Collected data
*** Block opens ***
PR #751, opened 2025-05-17
pdu_to_kiss: Properly handle timezone-aware datetimes

### LINKED ISSUE #750: TypeError when using KISS output with sigmf input
**Problem**

When using a sigmf recording as input and a KISS output file as output, gr-satellites fails & hangs with the following error message:

```
thread_body_wrapper :error: ERROR thread[thread-per-block[17]: <block pdu_to_kiss(8)>]: TypeError: can't subtract offset-naive and offset-aware datetimes
At:
  /usr/local/lib/python3.13/site-packages/satellites/pdu_to_kiss.py(62): create_timestamp
  /usr/local/lib/python3.13/site-packages/satellites/pdu_to_kiss.py(79): handle_msg
```

This is caused by a mismatch of datetime types in the "PDU to KISS" block. The timestamp provided via sigmf metadata is timezone-aware, whereas the "PDU to KISS" block expects a timezone-naive time in `initial_timestamp`.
*** Block closes ***
**Exercise instructions**
Would you copy out all of the entries exactly?

**Answer section**
PR #751, opened 2025-05-17
pdu_to_kiss: Properly handle timezone-aware datetimes

### LINKED ISSUE #750: TypeError when using KISS output with sigmf input
**Problem**

When using a sigmf recording as input and a KISS output file as output, gr-satellites fails & hangs with the following error message:

```
thread_body_wrapper :error: ERROR thread[thread-per-block[17]: <block pdu_to_kiss(8)>]: TypeError: can't subtract offset-naive and offset-aware datetimes
At:
  /usr/local/lib/python3.13/site-packages/satellites/pdu_to_kiss.py(62): create_timestamp
  /usr/local/lib/python3.13/site-packages/satellites/pdu_to_kiss.py(79): handle_msg
```

This is caused by a mismatch of datetime types in the "PDU to KISS" block. The timestamp provided via sigmf metadata is timezone-aware, whereas the "PDU to KISS" block expects a timezone-naive time in `initial_timestamp`.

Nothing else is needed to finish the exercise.